_Exercise instructions_.
Find how many lines of the records below contain the word "HostedVideoPages" and write that number by itself.

[Saved data entries]
┌────────

PR #13974, opened 2016-08-12
Refactor metadata of HostedVideoPages

kelvin-chappell:
This is enabling work to make it easier to start populating `HostedVideoPages` with data from capi.  It shouldn't have any effect on anything that's already in production.

/cc @lps88 @guardian/labs-beta


lps88:
👍

PR #13977, opened 2016-08-12
Add heatmap param to list allowed for local dev

philwills:
## What does this change?

Adds 'heatmap' to the list of locally allowed params

You can test the heatmap via this method locally

No
## Screenshots

image


dominickendrick:
👍

PR #13978, opened 2016-08-12
Remove Contributions from the Engagement banner

rtyley:
_Do not merge until Tuesday midday, when 4 days of Contributions data has been collected_
## What does this change?

Partially undoes the work of #13957 - ie this makes Membership messages the only messages shown on the engagement-banner. We're intending to use the Engagement banner for Contributions again in the near future, so I haven't converted all the code back from being an AB test, just made Membership 100%.

@desbo


desbo:
👍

└────────

_Answer area_.
2